Foxlowe

FoxloweFoxlowe by Eleanor Wasserberg

My rating: 2 of 5 stars

I find myself confused as to how to write about this book. I wanted to love it. The premise is one that grabbed me from the start, strange cult like behaviour, group of people who were mindlessly following an all consuming leader and set in the moors… all this should have equalled winner winner chicken dinner for me. But somehow it fell flat.
Green is a young girl who is apparently happy within the confines of Foxlowe, but her younger ‘sister’ rails against the confines and speaks secretly of becoming a Leaver. Doesn’t this sound like a thrilling read? Sadly I found the execution confusing and just not enjoyable. Some call it gothic in style, but I felt it was simply convoluted. Everything is told in past tense.
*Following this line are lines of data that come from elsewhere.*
PR #4913, opened 2016-01-19
Refactors user merging verification to require pin

Marcus-Rosti:
# Purpose
This is by no means complete.  This implements the front end of the application.  It produces a pin and attaches it to that email to send to someone.  The pin is produced by creating a 6 digit random number.  Also in this is required a mechanism to verify that the provided pin is correct; however, this functionality (server and client side) has not been implemented by this commit.
 
-----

We are limited to the insights of the herd mentality through the eyes of Green, a young uneducated girl whose whole existence has been within the confines of the commune.
The founders are Richard, Liberty and Freya, who has by far the strongest, most controlling personality and rules the ‘family’ with an iron fist. People have their names changed when they enter to commune to signify their new beginning, which is part and parcel of wiping away the individual and drawing them into the ‘group think’ and control. There are no individuals and everything is owned by the group together.
There are sickening scenes written of the Spike Walk, the cruel punishment given to the ‘ungrowns’ as the children are referred to. Summer Solstice is a time of great strength and healing, where are Winter Solstice is a time of odd rituals and danger to the family. The family is self enclosed and isolated from the rest of the world, that is portrayed as being full of Bad. All this was strange but not especially disturbing, as Ive read much more graphic scenes in other books. The disintegration of the family is the central theme of the story that comes as no surprise.
The writing style is choppy and there is no pure thread of plot through the book but maybe Ive just missed the point, as it signifies what it is like to be inside a cult which is never clear cut either. And can I just say the lack of quotation marks around the speech of the characters drove me bananas! I suppose the great question of the novel is would we know right from wrong if we had never been exposed to multiple points of view.
In the end this novel just wore me out because of its style and I didn’t enjoy it.